The Gulf: Acts of Desperation
THE GULF The war on shipping heats up as Iran and Iraq widen their struggle
"The day is coming closer," Iraq's President Saddam Hussein boasted last week, when his country will have the weapons to destroy Iran's big oil terminal at Kharg Island. He was probably exaggerating Iraqi capabilities, but his words were enough to send cold chills through Reagan Administration officials, who are still pondering how to deal with this latest and most dangerous phase of the 44-month-old war between Iran and Iraq. Saddam Hussein's fighting words also marked a resumption, after a respite of five days, of the devastating tanker war in the Persian Gulf. Twenty-four hours after he spoke, Iraq announced that it had hit two "naval targets" to the southeast of Kharg Island. Iran responded almost immediately by striking and heavily damaging a Liberian-registered tanker, the Chemical Venture, off Saudi Arabia. Next day Iraq claimed to have struck and destroyed a convoy of eight coastal freighters off Iran at the northern end of the gulf.

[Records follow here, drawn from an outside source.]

PR #3, opened 2016-07-19
Test setup

pgoetze:
Sets  up a test environment with:

* [mocha](https://mochajs.org/) for unit tests
* [enzyme](http://airbnb.io/enzyme/) for component tests

The assertion lib is [chai](http://chaijs.com/).

We have basic example tests for routes, component, and reducers.

Test can be run with `npm run test` or `npm test`.
You can automatically watch code changes and run the tests with `npm run test:watch`

I assumed a name of `*.spec.js` for all the test files. I Found it to be used in the redux app examples.
This ensures that only actual test files are run (it excludes potential helper js files in the test directory) and makes it easier to jump to files when developing (compared to when all the files have the same name).

What do you think about this naming convention @mattberridge and @artibella?


test/routes.spec.js
```diff
@@ -0,0 +1,34 @@
+import chai from 'chai';
+import server from './../src/server';
+
+const assert = chai.assert;
```
mattberridge: const { assert } = chai

Tiny bit cleaner

test/reducers/counter.spec.js
```diff
@@ -0,0 +1,27 @@
+import chai from 'chai';
+import counter from '../../src/reducers/counter';
+
+const assert = chai.assert;
+
+describe('counter reducer', () => {
```
mattberridge: These are great! Really simple

test/components/Counter.spec.js
```diff
@@ -0,0 +1,50 @@
...
+    buttons.at(0).simulate('click');
+
+    assert.equal(actions.plus.calledOnce, true);
+  });
+
+  it('calls minus on clicking the second button', () => {
+    const { buttons, actions } = setup();
+    buttons.at(1).simulate('click');
+
+    assert.equal(actions.minus.calledOnce, true);
```
mattberridge: use the same format as below maybe?

assert.equal(actual, expected)

test/routes.spec.js
```diff
@@ -0,0 +1,34 @@
+import chai from 'chai';
+import server from './../src/server';
```
mattberridge: Does "clean" importing work in the test Env too? Webpack should look in the 'src' folder by default (it does in the app)

mattberridge: Ahh it's not complied by webpack, or?

pgoetze: It is. And it works indeed, thanks.

test/components/Counter.spec.js
pgoetze: Jep. Will change.

pgoetze: Hm, I think these can actually use `assert.isTrue` instead of `assert.equal`.

PR #6, opened 2016-07-21
[WIP] Webfonts and Theming

mattberridge:
This PR got out of hand again, need to break things up more (by task) in future. 
Here is a summary of what this PR contains

## Templating

Adds [Nunjucks](https://mozilla.github.io/nunjucks/) as a [templating engine](https://github.com/iris-dni/iris-frontend/blob/f2cd65fc40702818c7a876b1dd96c9be8ca6d355/src/server.js#L55), useful for our [index.html](https://github.com/iris-dni/iris-frontend/blob/f2cd65fc40702818c7a876b1dd96c9be8ca6d355/src/index.html) and includes for scripts and `<head>` from the project default and from the user's theme.

Added a [`copy:theme`](https://github.com/iris-dni/iris-frontend/blob/f2cd65fc40702818c7a876b1dd96c9be8ca6d355/scripts/copy-theme.js) node command to bundle the index.html file to the build folder.

## Env

Adds `.env` to the project with `dotenv` lib. Parsing [on the server](https://github.com/iris-dni/iris-frontend/blob/f2cd65fc40702818c7a876b1dd96c9be8ca6d355/babel.server.js#L2) added for server-side code. Also set up in the [webpack config](https://github.com/iris-dni/iris-frontend/blob/f2cd65fc40702818c7a876b1dd96c9be8ca6d355/webpack.config.prod.js#L1) for client bundle, with [`webpack.EnvironmentPlugin`](https://github.com/iris-dni/iris-frontend/blob/f2cd65fc40702818c7a876b1dd96c9be8ca6d355/webpack.config.prod.js#L39) to define vars in `process.env` globally. We keep the `webpack.DefinePlugin` in production below this, to set the production mode for React via `process.env.NODE_ENV`.

The only `.env` var so far is `THEME_PATH` where the user defines their theme folder.

Added [`.env.default`](https://github.com/iris-dni/iris-frontend/blob/f2cd65fc40702818c7a876b1dd96c9be8ca6d355/.env.default) for the default settings checked-in to the repo.

## Config

I created a [master config file](https://github.com/iris-dni/iris-frontend/blob/f2cd65fc40702818c7a876b1dd96c9be8ca6d355/src/config/index.js) which will export the config for the app.

It uses a [`mergeConfig`](https://github.com/iris-dni/iris-frontend/blob/f2cd65fc40702818c7a876b1dd96c9be8ca6d355/src/config/merge.js) helper to `Object.assign` the default and the custom (this will need extending in future I am sure, with `deepMerge` or so).

I also created a [`requireThemeFile`](https://github.com/iris-dni/iris-frontend/blob/f2cd65fc40702818c7a876b1dd96c9be8ca6d355/src/helpers/requireThemeFile.js) helper where it grabs the theme path from `.env` and tries to require a file (JS or JSON) from the theme. If the file does not exist or errors then it returns an empty object. This is meant for requiring files which will overwrite defaults in the app if the user has provided them.

So now we have some theming flexibility with a [default theme config](https://github.com/iris-dni/iris-frontend/blob/f2cd65fc40702818c7a876b1dd96c9be8ca6d355/src/theme/config.js) in the repo and then optional overwritten config defined by the user in the theme, merged and required in the app via `import config from 'config';`.

Config also includes an abstracted [`getBundles`](https://github.com/iris-dni/iris-frontend/blob/f2cd65fc40702818c7a876b1dd96c9be8ca6d355/src/config/bundles.js) function which define the core (i.e. required) script and stylesheet includes for the app, looped [in the template](https://github.com/iris-dni/iris-frontend/blob/f2cd65fc40702818c7a876b1dd96c9be8ca6d355/src/index.html#L10). 

## Theme

- The default theme for the app is now developed in `/src/theme`
- The user defines their own, separate theme path in `.env` and customises their theme there

I then added a [`copy-theme`](https://github.com/iris-dni/iris-frontend/blob/f2cd65fc40702818c7a876b1dd96c9be8ca6d355/scripts/copy-theme.js) node script to merge the two together and output to the build folder. Any files the user overwrites in their custom theme are taken and all additional ones added (for assets etc.)

An example of this is [`/theme/includes/scripts.html`](https://github.com/iris-dni/iris-frontend/blob/f2cd65fc40702818c7a876b1dd96c9be8ca6d355/src/theme/includes/scripts.html) as a partial where the user will add custom tracking etc. scripts. By default we provide a blank file referenced [in the template](https://github.com/iris-dni/iris-frontend/blob/f2cd65fc40702818c7a876b1dd96c9be8ca6d355/src/index.html#L24) - which would be overwritten by a file of the same name in the user's theme

## Webfonts

We include a [webfonts partial](https://github.com/iris-dni/iris-frontend/blob/f2cd65fc40702818c7a876b1dd96c9be8ca6d355/src/index.html#L9) in the default theme which includes the default font of Open Sans via Google and loading [via `loadCss` method](https://github.com/iris-dni/iris-frontend/blob/f2cd65fc40702818c7a876b1dd96c9be8ca6d355/src/theme/includes/webfonts.html). We keep flexibility here as the user (and us, later) can customise this include in their theme folder with the preferred / suitable [font loading method](https://www.zachleat.com/web/comprehensive-webfonts/).

Font files / assets in the user's theme folder will be copied over via the build step above.

## Assets

Static assets and scripts / styles which are core to the app (and not intended for customising) now live in the `/src/assets` folder.


src/server/render.js
```diff
@@ -27,10 +23,14 @@ export default (request, reply) => {
...
-      const webserver = process.env.NODE_ENV === 'production' ? '' : '//localhost:8080';
+      const basePath = process.env.NODE_ENV === 'production' ? '' : '//localhost:8080';
 
-      reply(markup(reactString, stateJSON, webserver, config));
+      reply.view('index', {
+        reactMarkup: reactString,
+        initialState: JSON.stringify(initialState),
+        javascripts: [`${basePath}/dist/client.js`],
+        stylesheets: process.env.NODE_ENV === 'production' ? ['/dist/styles.css'] : ''
+      });
```
mattberridge: @pgoetze let's think about how we handle all the 'markup' varibles, especially when combined with over-rides / additions from the user's theme

package.json
```diff
@@ -6,7 +6,7 @@
   "repository": "https://github.com/iris-dni/iris-frontend",
   "scripts": {
     "clean": "rm -rf static/dist",
-    "nodecheckversion": "node ./scripts/nodecheckversion.js",
+    "nodecheckversion": "node ./scripts/node-checkversion.js",
```
HugoGiraudel: For what it is worth, I am against a npm scripts setup. I’d favor Gulp.

scripts/copy-theme.js
```diff
@@ -0,0 +1,23 @@
+/* eslint-disable */
+var fs = require('fs-extra');
+require('dotenv').config();
+
+var DEFAULT_THEME_PATH = 'src/theme';
```
HugoGiraudel: `./src/theme` seems more explicit.

scripts/copy-theme.js
```diff
@@ -0,0 +1,23 @@
...
+var CUSTOM_THEME_PATH = process.env.THEME_PATH;
+var TARGET_PATH = 'static/dist/theme';
```
HugoGiraudel: `./static/dist/theme` seems more explicit.

src/config/bundles.js
```diff
@@ -0,0 +1,19 @@
+import getIncludedAssetPath from 'helpers/getIncludedAssetPath';
+
+export default () => {
+  let stylesheets;
```
HugoGiraudel: `let stylesheets = [];`

src/config/bundles.js
```diff
@@ -0,0 +1,19 @@
...
+
+  const javascripts = [
+    getIncludedAssetPath('client.js')
+  ];
+
+  if (process.env.NODE_ENV === 'production') {
+    stylesheets = [
```
HugoGiraudel: `stylesheets.push(getIncludedAssetPath('styles.css'))`

src/config/bundles.js
```diff
@@ -0,0 +1,19 @@
...
+      getIncludedAssetPath('styles.css')
+    ];
+  } else {
```
HugoGiraudel: Remove.

src/config/index.js
```diff
@@ -0,0 +1,13 @@
...
+import getBundles from 'config/bundles';
+import requireThemeFile from 'helpers/requireThemeFile';
+
+const customConfig = requireThemeFile('config');
+const mergedConfig = mergeConfig(defaultConfig, customConfig);
+const bundles = getBundles();
+
+export default Object.assign({},
+  mergedConfig,
+  { bundles: bundles }
```
HugoGiraudel: `{ bundles }`

src/helpers/getIncludedAssetPath.js
```diff
@@ -0,0 +1,7 @@
+export default (filePath) => {
+  const basePath = process.env.NODE_ENV === 'production'
+    ? ''
+    : '//localhost:8080';
+
+  return `${basePath}/dist/${filePath}`;
```
HugoGiraudel: `return [basePath, 'dist', filePath].join('/')`

src/helpers/requireThemeFile.js
```diff
@@ -0,0 +1,19 @@
+export default (filePath) => {
+  const themePath = process.env.THEME_PATH;
+
+  if (!themePath) {
+    return {};
+  }
+
+  const requirePath = `../../${themePath}/${filePath}`;
```
HugoGiraudel: `path.join('..', '..', themePath, filePath)`

src/helpers/requireThemeFile.js
```diff
@@ -0,0 +1,19 @@
...
+
+  try {
+    const loadedFile = require(requirePath);
+    if (typeof loadedFile === 'object' && loadedFile.default) {
```
HugoGiraudel: Why do you do this?

HugoGiraudel: `return loadedFile.default || {}` should be enough.

src/index.html
```diff
@@ -0,0 +1,22 @@
+<!doctype html>
+<html lang="{{ lang }}">
```
HugoGiraudel: You could `| default: "en"`, just in case.

src/index.html
```diff
@@ -0,0 +1,22 @@
...
+  <head>
+    <meta charset="{{ charset }}">
```
HugoGiraudel: You could `| default: "utf-8"`, just in case.

src/theme/includes/webfonts.html
```diff
@@ -0,0 +1,6 @@
+<script>
+  {% include 'assets/scripts/loadCss.js' %}
+</script>
+<script>
+  loadCSS('https://fonts.googleapis.com/css?family=Open+Sans:400,700');
```
HugoGiraudel: Best would be to have to WOFF and WOFF2 files locally?

test/config/bundles.js
```diff
@@ -0,0 +1,38 @@
+import chai from 'chai';
```
HugoGiraudel: Is there any reason you use `chai` rather than Node.js `assert`?

mattberridge: As @pgoetze set it up that way in another PR, because of a standardising the test setup across projects (as discussed with @artibella)

HugoGiraudel: I personally don’t think chai is necessary for testing, and Node.js assert library is more than enough.

src/theme/includes/webfonts.html
mattberridge: Keeping things simple for now in the default theme. Google recommends using the embed code /and serves `woff` / `woff2` depending on the browser used.

PR #7, opened 2016-07-26
[WIP] Provide initial state

mattberridge:


src/containers/Petition.js
```diff
@@ -0,0 +1,21 @@
+import React from 'react';
+import { connect } from 'react-redux';
+
+const Petition = (props) => (
```
sigmarstern: According to [this](https://github.com/airbnb/javascript/tree/master/react#class-vs-reactcreateclass-vs-stateless), shouldn't it read

``` 
function Petition({ props }) {
  return <div>…</div>;
}
```

PR #12, opened 2016-07-29
[RFR] Petition Detail Page

sigmarstern:
This PR is about adding the `/petitions` routing and async data fetching for petition data by id. Large restructuring of the app took place to get Redux working with async data, in line with [this excellent article](https://blog.tableflip.io/server-side-rendering-with-react-and-redux/).

In short:
- On the server: we only render the page once the handler component's `fetchData()` function's Promises have resolved.
- The data hydrates the Redux store and is passed to the initial state
- In the client: we call the same fetch action on `componentDidMount()` to fetch the data if not provided / hydrated by initial state, i.e. in the case of navigation after first-load.

I have added comments below to inform in a bit more detail.


src/server/getBrowserTitle.js
```diff
@@ -0,0 +1,19 @@
...
+  // Petitions route
+  if (pathname && pathname.indexOf('/petitions') > -1) {
+    const { petition } = state;
+    titlePrefix = petition && petition.title;
+  }
+
+  return titlePrefix
+    ? TITLE_TEMPLATE.replace('%s', titlePrefix)
+    : config.title;
+};
```
mattberridge: I am still a bit unsure of this file and how we proceed with more routes. It's concerned with getting the page title for each 'page type' and returning for the server-side markup (added in Nunjucks).

This happens before we've started the React render tree so we get the location of the request and the full state (passed from the store), then match the route with the title we want - here `petition.title`.

src/helpers/requireThemeFile.js
```diff
@@ -7,10 +7,10 @@ export default (filePath) => {
     return {};
   }
 
-  const requirePath = path.join('..', '..', themePath, filePath);
+  const requirePath = path.join('/', themePath, filePath);
 
   try {
-    const loadedFile = require(requirePath);
+    const loadedFile = require('../..' + requirePath);
```
mattberridge: Webpack gives a warning if you just use a variable for requires, and no parts of a string  ¯\_(ツ)_/¯

src/routes.js
```diff
@@ -1,14 +1,29 @@
...
+export default function (props = {}) {
+  let history = browserHistory;
+
+  if (props.store) {
+    history = syncHistoryWithStore(browserHistory, props.store);
+  }
+
+  return (
+    <Router history={history}>
+      <Route path='/' component={Layout}>
```
mattberridge: This route wraps our app, and provides us with a way to add header nav, footer etc.

src/views/Layout.js
```diff
@@ -0,0 +1,11 @@
+import 'assets/styles/reset.css';
+import React from 'react';
+import Helmet from 'react-helmet';
+import { TITLE_TEMPLATE } from 'server/getBrowserTitle';
+
+export default ({ children }) => (
+  <div>
+    <Helmet titleTemplate={TITLE_TEMPLATE} />
```
mattberridge: Here we globally define the default template for that page `<title>`, via the template exported in the `getBrowserTitle` helper.

src/containers/Petition.js
```diff
@@ -0,0 +1,54 @@
...
+  componentDidMount () {
+    if (!this.props.id) {
+      this.props.fetchPetition(this.props.params.id);
+    }
+  },
+
+  render () {
+    return (
+      <div>
+        <Helmet title={this.props.title} />
```
mattberridge: Defines the page `<title>` added to the title template for this page type, i.e. the petition title

src/containers/Petition.js
```diff
@@ -0,0 +1,54 @@
...
+import { connect } from 'react-redux';
+import { fetchPetition } from 'actions/PetitionActions';
+import Petition from 'components/Petition';
+
+const PetitionContainer = React.createClass({
+  // When the component gets added to the DOM,
+  // fetch Petition if `id` is not defined.
+  componentDidMount () {
+    if (!this.props.id) {
+      this.props.fetchPetition(this.props.params.id);
```
mattberridge: This gets the petition by URL param when we navigate client-side. It is not run if a petition `id` is given i.e. by the initial state on first load.

src/containers/Petition.js
```diff
@@ -0,0 +1,54 @@
...
+        <Helmet title={this.props.title} />
+        <Petition {...this.props} />
+      </div>
+    );
+  }
+});
+
+PetitionContainer.fetchData = ({ store, params }) => {
+  return store.dispatch(fetchPetition(params.id));
+};
```
mattberridge: This is the key for of server-side redux rendering. In `server/render.js` we grab this function and dispatch the `fetchPetition` action, to hydrate the store when the route hits. The page isn't rendered until the promise is fulfilled.

src/server/render.js
```diff
@@ -1,31 +1,65 @@
...
+      const components = renderProps.components;
+      // Extract our page component
+      const Comp = components[components.length - 1].WrappedComponent;
+      // Extract `fetchData` if exists
+      const fetchData = (Comp && Comp.fetchData) || (() => Promise.resolve());
+      // Get from renderProps
+      const { location, params, history } = renderProps;
+
+      // Fetch async data, then render
+      fetchData({ store, location, params, history })
```
mattberridge: Here we are using our `fetchData` function obtained from the component lookup above (i.e. the handler given from the routing). We carry out any async requests and `then()` to render the page when all promises are fulfilled.

PR #19, opened 2016-08-04
Petitions

sigmarstern:
Added /petitions route with basic limit/offset and per/page pagination.

@mattberridge, maybe you can have a look into it and correct me where I'm wrong. For instance pagination links on `/petitions` list aren't working properly while they are on `/`. I guess there is a more appropriate way of passing those pagination params back and forth.


src/containers/Petitions.js
```diff
@@ -0,0 +1,50 @@
...
+  total: React.PropTypes.number,
+  page: React.PropTypes.number,
+  per: React.PropTypes.number,
+  fetchPetitions: React.PropTypes.func
+};
+
+const mapStateToProps = ({ petitions }) => ({
+  petitions: petitions.data || [],
+  total: petitions.total,
+  page: petitions.page,
```
mattberridge: think this could be better as `currentPage` for clarity

src/containers/Petitions.js
```diff
@@ -0,0 +1,50 @@
...
+  per: petitions.per
```
mattberridge: and this as `perPage`

src/components/Petitions/index.js
```diff
@@ -0,0 +1,19 @@
...
+import Pager from 'components/Pager';
+
+const Petitions = ({ total, petitions, page, per }) => (
+  <div>
+    <ul>
+      {petitions.map((petition, index) => {
+        return (
+          <PetitionListItem {...petition} key={petition.id} />
+        );
+      })}
```
mattberridge: here you can simplify to

`{petitions.map((petition, index) => <PetitionListItem {...petition} key={petition.id} />)}`

src/components/Petitions/index.js
```diff
@@ -0,0 +1,19 @@
...
+    </ul>
+
+    <Pager {...{ path: '/petitions', page: page, per: per, total: total }} key={page} />
```
mattberridge: prefer

```
<Pager
  path: '/petitions'
  page: page
  per: per
  total: total
/>
```

don't think we need `key`? that's just if you are iterating over components :)

src/components/Petitions/index.js
```diff
@@ -0,0 +1,19 @@
+import React from 'react';
+import PetitionListItem from 'components/PetitionListItem';
+import Pager from 'components/Pager';
+
+const Petitions = ({ total, petitions, page, per }) => (
```
mattberridge: `{ total, petitions, currentPage, perPage }`

PR #25, opened 2016-08-12
[RFR] Petitioner Login

sigmarstern:
- Add SSO workflow
- Add an example route `/restricted` which can be removed later
- Refactored API client and repositories

Ping @mattberridge, @artibella


src/services/api/client.js
```diff
@@ -30,7 +26,8 @@ export default {
     return axios({
       method: method,
       url: apiUrl(requestPath),
-      data: data
-    });
+      data: data,
+      withCredentials: true
+    }).then(response => (response.data));
```
mattberridge: tiny but I think our preferred convention would be

`.then((response) => response.data);`

sigmarstern: Sure. Fixed this.

src/services/auth/Login.js
```diff
@@ -0,0 +1,47 @@
+import React from 'react';
+import { withRouter } from 'react-router';
+import ssoProviders from 'settings/ssoProviders';
```
mattberridge: this needs to be imported directly from `settings` so the user can over-write it in their theme

PR #26, opened 2016-08-12
Add new circular progress bar to petition teasers

artibella:
This one got a liltte bigger - sorry!

* Adds a nice litte circle with the progress to the petition teasers - uses [ProgressBar.js](https://kimmobrunfeldt.github.io/progressbar.js)
Preview
* refactored the `Dial` component to use it and renamed it to `PetitionMetric` to make it more generic.
* hide the city in the petition teasers if not set
* added colors to global config object. Currently this is duplicating the color values from the `_colors.scss` file which is not so nice, but works for now


src/components/PetitionMetric/index.js
```diff
@@ -0,0 +1,31 @@
...
+          <dd className={styles.figure}>
+            {figure}
+          </dd>
+        </dl>
+      </div>
+    );
+  }
+});
+
+export default PetitionMetric;
```
mattberridge: you could make this a pure, stateless component :)

```
import React from 'react';
import styles from './petitionmetric.scss';
import CircleProgressBar from 'components/CircleProgressBar';
import Icon from 'components/Icon';

export default ({ icon, figure, caption, percentage }) => {
  return (
    <div className={styles.root}>
      <div className={styles.progress}>
        <CircleProgressBar percentage={percentage} size='small'>
          <Icon id={icon} size='small' />
        </CircleProgressBar>
      </div>
      <dl className={styles.text}>
        <dt className={styles.caption}>
          {caption}
        </dt>
        <dd className={styles.figure}>
          {figure}
        </dd>
      </dl>
    </div>
  );
};
```

src/selectors/petitionTeaser.js
```diff
@@ -16,14 +16,14 @@ export default (petition) => {
...
       info: {
-        city: petition.city || 'Aargau',
+        city: petition.city,
         owner: getPetitionAuthor(petition.owner || {})
       },
-      dialTime: {
+      timeMetric: {
         figure: daysRemaining,
-        percentage: calculatePercentage(daysRemaining, settings.daysToVote)
+        percentage: 100 - calculatePercentage(daysRemaining, settings.daysToVote)
```
mattberridge: not sure if this should / could be baked-in to the helper somewhere? thoughts?

src/components/CircleProgressBar/index.js
```diff
@@ -0,0 +1,65 @@
...
+    };
+  },
+
+  componentDidMount () {
+    this.initProgressBar();
+    this.updateProgressBar(this.props.percentage);
+  },
+
+  initProgressBar () {
+    let canvasElement = ReactDOM.findDOMNode(this.refs.canvas);
```
mattberridge: `const`

src/components/CircleProgressBar/index.js
```diff
@@ -0,0 +1,65 @@
...
+      svgStyle: {
+        width: '100%',
+        display: 'block',
+        strokeLinecap: 'round'
+      }
+    });
+  },
+
+  updateProgressBar (percentage) {
+    let progress = percentage / 100;
```
mattberridge: `const`

src/components/CircleProgressBar/index.js
```diff
@@ -0,0 +1,65 @@
+import React from 'react';
+import ReactDOM from 'react-dom';
+import styles from './circleprogressbar.scss';
+import settings from 'settings';
+import ProgressBar from 'progressbar.js';
+
+const CircleProgressBar = React.createClass({
+
+  getDefaultProps () {
```
mattberridge: cleaner version

```
getDefaultProps: () => ({
 ...
}),
```

:)

src/components/CircleProgressBar/index.js
```diff
@@ -0,0 +1,65 @@
...
+  },
+
+  render () {
+    return (
+      <div className={styles.root}>
+        <div className={styles[this.props.size]} ref='canvas'></div>
+        <div className={styles.content}>
+          {this.props.children}
+        </div>
+      </div>
```
mattberridge: Not sure on the semantics of these elements. Everything a `<div>` doesn't seem right

src/components/TeaserFooter/index.js
```diff
@@ -1,26 +1,26 @@
...
-        <Dial
-          {...dialSupporters}
-          icon={'signature'}
+      <div className={styles.metric}>
+        <PetitionMetric
+          {...supportersMetric}
+          icon={'Signature'}
           caption={settings.teaserSupportersText}
         />
       </div>
```
mattberridge: Despite what I said before, I might break this down further after seeing it now.

```
<div className={styles.metrics}>
  <TeaserMetrics {...metrics} />
</div>
```

mattberridge:
Really good stuff! Good to see the finer parts of the Teasers coming together.

For reference, here's the library used which works excellently:

https://kimmobrunfeldt.github.io/progressbar.js/

src/selectors/petitionTeaser.js
artibella: I think it is ok for now as it is. If we need that logic more often we can bake it in

artibella:
Also now enhanced the Countdown component to use the new circular progress bar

Both Saddam Hussein and the equally desperate Ayatullah Ruhollah Khomeini of Iran were clearly prepared to involve not only their neighbors but the world in order to achieve their goals. Saddam Hussein, having started a war he cannot win, is resorting to tanker attacks in an effort to bring international pressure on Iran to accept a peace settlement. Khomeini wants to destroy Saddam Hussein and create in Iraq an Islamic republic modeled on Iran's own.
In reaction to the latest attacks on tankers, Lloyd's of London once again increased rates on vessels using the gulf, this time more than doubling the fee (from 3% to 7.5% of value) for ships sailing to Kharg Island. In Geneva, Saudi Arabia's Oil Minister, Sheik Ahmed Zaki Yamani, declared: "What we are afraid of is that Lloyd's might cancel insurance for navigation in the gulf, and this would be equal to closing the Strait of Hormuz." Lloyd's denied the likelihood of such a cancellation. In any event, the world, and particularly the U.S., is nowhere near as dependent on gulf oil as it was ten or even five years ago. But a cutoff would still work a considerable hardship on Japan and several West European nations, and would undoubtedly lead to a sharp, if temporary, rise in the worldwide price of oil.
In Washington, President Reagan wrote to Saudi Arabia's King Fahd to emphasize the Administration's continuing support of Saudi Arabia and its commitment to freedom of navigation in the gulf. The President said the U.S. would back this up with military aid if requested to do so by the Saudis and their allies. The Saudis temporized, grateful for the show of support but reluctant to do anything that might further antagonize Iran's Khomeini. Apparently for the same reason, Saudi warplanes have refrained from engaging in combat with the Iranian aircraft that have attacked the gulf tankers.